The commercial real estate market is one that depends on transactions, activity, leasing and buyers deciding to pull the trigger on acquiring assets. When volatility spikes, that slows down considerably.

If we were to see the U.S. get drawn in further into the Ukraine or into the Middle East, they would all be considered short-term negative for the commercial real estate market and potentially long term negative if those events took a long time to resolve.

Bisnow: As the new year unfolds, what trends are you keeping an eye on and what's a bold prediction you have for 2024?  

Clancy: I think my bold prediction would be: A lot of people use the term "survive until '25" for CRE. We're going through a turbulent time, it will be painful, economic activity in CRE will be muted. But I am more optimistic than most. We've already seen the yield on the 10-year Treasury drop 100 basis points. Short-term interest rates should start to come down. I think that we see a modest pickup in CRE economic activity in the first half of 2024 and a nice acceleration in the second half. I don't think we're talking about a lengthy and painful process like we saw in 1990 or in 2008. I think we bounce back sooner and, other than in office, the pain is shallower than sentiment would suggest. 

Bisnow: In other words, if you heard "survive until '25" and thought you might not make it, you might get lucky? 

Clancy: I think the green shoots that we're going to see in the market will start appearing sooner rather than later, and I think that the level of economic activity, the percentage of sales, that rebound in values will surprise people to the upside. This isn't the Roaring '20s again, but I think we'll surpass some of the dire predictions that are out there.

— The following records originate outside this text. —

PR #1858, opened 2021-06-06
Remove ami public filter

tonyxrmdavidson:
Removed ami public filter from command. It is not needed.


trepel:
Verified, tried locally and indeed just one image is found if using default value for IMAGE var:
```
$ aws ec2 describe-images --filters "Name=name,Values=RHEL-8.2.0_HVM-*-x86_64*Hourly2-GP2" --region us-east-1 --output text --query 'Images[0].ImageId'
ami-098f16afa9edf40be
$ aws ec2 describe-images --filters "Name=name,Values=RHEL-8.2.0_HVM-*-x86_64*Hourly2-GP2" --region us-east-1 --output text --query 'Images[1].ImageId'
None
```

/lgtm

Bisnow: What is your weekend routine or favorite weekend activity? 

Clancy: It's not a weekend thing, but my favorite noncommercial real estate activity is playing recreational hockey with a bunch of ladies and gents in South Carolina on Monday nights. That's my nonwork-related passion: getting out there on the ice, breaking a sweat and hanging out and talking sports with 15 or so great guys and gals. Our team is in Greer, South Carolina. We're the Sloths.